Abstract

High-resolution manometry (HRM) improves on previous manometric systems by including a greater number of sensors that are more densely placed. Due to deglutitive movement of the HRM catheter and upper esophageal sphincter (UES), it is unclear which HRM sensors capture pressure in the UES. To address this issue, we present two complementary studies to describe UES pressure patterns using HRM + videofluoroscopy and HRM + electromyography (EMG). Case series involving a new analysis method. Study 1: Simultaneous HRM + videofluoroscopy were performed in 11 healthy subjects swallowing five 10-mL thin-liquid boluses. HRM catheter and UES movement were tracked to identify UES pressure patterns over multiple HRM sensors. Study 2: Simultaneous HRM + cricopharyngeal EMGs were performed in six healthy subjects swallowing five 10-mL water boluses.

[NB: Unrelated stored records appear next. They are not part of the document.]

PR #1577, opened 2018-08-21
Add JP prices

### LINKED ISSUE #1553: Add JP prices
See https://github.com/tmrowco/electricitymap-contrib/pull/1543#issuecomment-411281685 by @tmslaine

lorrieq:
closes #1553 

**Please review:**
- takes prices of current day and next day (relative to `target_datetime`).
- prices are half-hourly rather than hourly DAM that we're used to in Europe? Can we confirm this is how it is in Japan?
- timezone set to `Asia/Tokyo` which I have assumed is correct.
- column names / order is hardcoded, didn't want to deal with the Japanese symbols ;-)

### DIFF
--- a/parsers/JP.py
+++ b/parsers/JP.py
@@ -3,6 +3,7 @@
 import logging
 # The arrow library is used to handle datetimes
 import arrow
+import datetime as dt
 import pandas as pd
 from . import occtonet
 
@@ -16,6 +17,8 @@ from . import occtonet
 # JP-SK  : Shikoku
 # JP-KY  : Kyushu
 # JP-ON  : Okinawa
+# JP-CG  : Chūgoku
+
 
 def fetch_production(zone_key='JP-TK', session=None, target_datetime=None,
                      logger=logging.getLogger(__name__)):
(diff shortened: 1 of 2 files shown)


parsers/JP.py
```diff
@@ -118,15 +121,55 @@ def fetch_consumption_df(zone_key='JP-TK', target_datetime=None,
...
     return df
 
+
+def fetch_price(zone_key='JP-TK', session=None, target_datetime=None,
+                logger=logging.getLogger(__name__)):
+    if target_datetime is None:
+        target_datetime = dt.datetime.now() + dt.timedelta(days=1)
+
+    url = 'http://www.jepx.org/market/excel/spot_{}.csv'.format(
+        target_datetime.year)
```
tmslaine: The year in the source url does not refer to calendar year, but to Japanese fiscal year, starting on Apr 1st. For example the the 2017 csv has prices from 2017/04/01 to 2018/03/31. Thus target_datetime needs to be shifted three months back before extracting year.

tmslaine: Based on the graph of system price at http://www.jepx.org/ and the fact that it matches the last available day, column 6, of the csv source I am quite sure that the prices are half-hourly.

lorrieq:
Well spotted @tmslaine, that's now accounted for!

PR #1448, opened 2018-06-09
Split ES-IB [work in progress]

alixunderplatz:
This is an attempt for a parser splitting the generation on the Balearic islands.
ref #1347 
 
As usual, feel free to comment and improve diectly, so we can move on to the next steps.

I copied and adapted most of the code from ES_CN. 

Some things are commented out (and in In fetch production, there is no "logger=logging.getLogger(__name__)" like in ES-CN) because I had local issues and I'm far, far away from being an expert in terms of Python ;)

PR #1580, opened 2018-08-22
Split ES-IB

blackleg:
Continue the work of @alixunderplatz at https://github.com/tmrowco/electricitymap-contrib/pull/1448, I fixed tests and add support to the old parser.

### DIFF
--- a/parsers/ES_IB.py
+++ b/parsers/ES_IB.py
@@ -5,7 +5,7 @@ from arrow import get
 from requests import Session
 from ree import (Formentera, Ibiza,
                  Mallorca, Menorca,
-                 BalearicIslands, IberianPeninsula)
+                 BalearicIslands)
 
 from .lib.exceptions import ParserException
 from .lib.validation import validate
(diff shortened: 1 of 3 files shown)


parsers/ES_IB.py
```diff
@@ -1,114 +1,209 @@
...
 
-    # TODO: Remove verify SSL config when working without it.
-    responses = BalearicIslands(ses, verify=False).get_all()
-
-    if not responses:
-        raise ParserException("ES-IB", "No response")
-    else:
+## biomass could probably be added as response.biomass in ree, including value['resid'] which I assume is for residuos=waste. Atm it seems unincluded.
+## I saw generation from "genAux" (generacion auxiliar) today on Formentera, which should probably be added to response.other in ree
+## Formentera mostly only has some solar generation during the day, importing from Ibiza all of the time, which probably has to be considered for response.production() > 0: ?
```
corradio: what about removing the condition then?

PR #1582, opened 2018-08-25
Added translation helper

jld3103:
Look [here](https://github.com/jld3103/electricitymap-contrib/blob/translation-helper/web/locales/README.md) for information.


corradio:
Awesome!

PR #1587, opened 2018-08-29
fix JP price parser

### LINKED ISSUE #1585: Decoding error in JP price parser
`JP.fetch_price` is failing due to a `UnicodeDecodeError` in `pandas.read_csv`, the CSV file contains Japanese characters. I don't get this issue locally and saw it for the first time on the Kibana logs. 

Maybe it's as simple as passing an `encoding` parameter to `pandas.read_csv`. But I'm using the same version of `pandas` that's specified in the `requirements.txt` file, so maybe that's not it. I can't replicate the issue locally. Any ideas?

maxbellec:
fixes #1585 
issue was identified by @lorrieq and fixed by @jarek, I'm only copying his code here

### DIFF
--- a/parsers/JP.py
+++ b/parsers/JP.py
@@ -133,7 +133,7 @@ def fetch_price(zone_key='JP-TK', session=None, target_datetime=None,
     else:
         fiscal_year = target_datetime.year
     url = 'http://www.jepx.org/market/excel/spot_{}.csv'.format(fiscal_year)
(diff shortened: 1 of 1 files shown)


maxbellec:
works on mine also. There are no reason it wouldn't work on another one if it's the correct encoding. Anyway the parser is currently broken, we can't break it more

PR #1589, opened 2018-08-31
Time machine server.js

maxbellec:
for the premium subdomain, adds basic auth and replies with a `set-cookie` header so that back in time works

### DIFF
--- a/web/server.js
+++ b/web/server.js
@@ -160,19 +160,21 @@ app.get('/', (req, res) => {
     const { locale } = res;
     const fullUrl = 'https://www.electricitymap.org' + req.originalUrl;
 
-    // basic auth and time machine cookie if we're in the back in time container
-    if (process.env['BASIC_AUTH_USERNAME;']){
-      let user = auth(req);
+    // basic auth for premium access
+    if (process.env.BASIC_AUTH_CREDENTIALS) {
+      const user = auth(req);
       let authorized = false;
-      if (user){
-        let ix = process.env['BASIC_AUTH_USERNAMES'].split(';').indexOf(user.name);
-        if (ix !== -1 && user.pass === process.env['BASIC_AUTH_PASSWORDS'].split(';')[ix]){
-          authorized = true;
-        }
+      if (user) {
+        process.env.BASIC_AUTH_CREDENTIALS.split(',').forEach((cred) => {
+          const [name, pass] = cred.split(':');
+          if (name === user.name && pass === user.pass) {
+            authorized = true;
+          }
+        });
       }
-      if (!authorized){
+      if (!authorized) {
         res.statusCode = 401;
-        res.setHeader('WWW-Authenticate', 'Basic realm="example"');
+        res.setHeader('WWW-Authenticate', 'Basic realm="Premium access to electricitymap.org"');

HRM and EMG outputs were correlated over individual and multiple HRM sensors. HRM sensors move prior to UES movement (P < .001) and to a lesser extent in rostral and ventral directions (P ≤ .01) than the UES. UES closure pressure is captured with two distinct patterns: 1) a rostral UES pattern with short durations and fast rate of pressure release, depicting UES descent along the catheter as it closes; and 2) a caudal UES pattern with tonic pressures at baseline and a deglutitive nadir. The HRM + EMG multisensor correlation (r = 0.88) was significantly stronger than the single-sensor correlation (r = 0.80; P = .02). During deglutition, the HRM catheter and the UES rise above baseline positions and create a distinctive, multisensor manometric trace. Accurate deglutitive UES pressure evaluation must include multiple manometric sensors. 4 Laryngoscope, 126:657-664, 2016.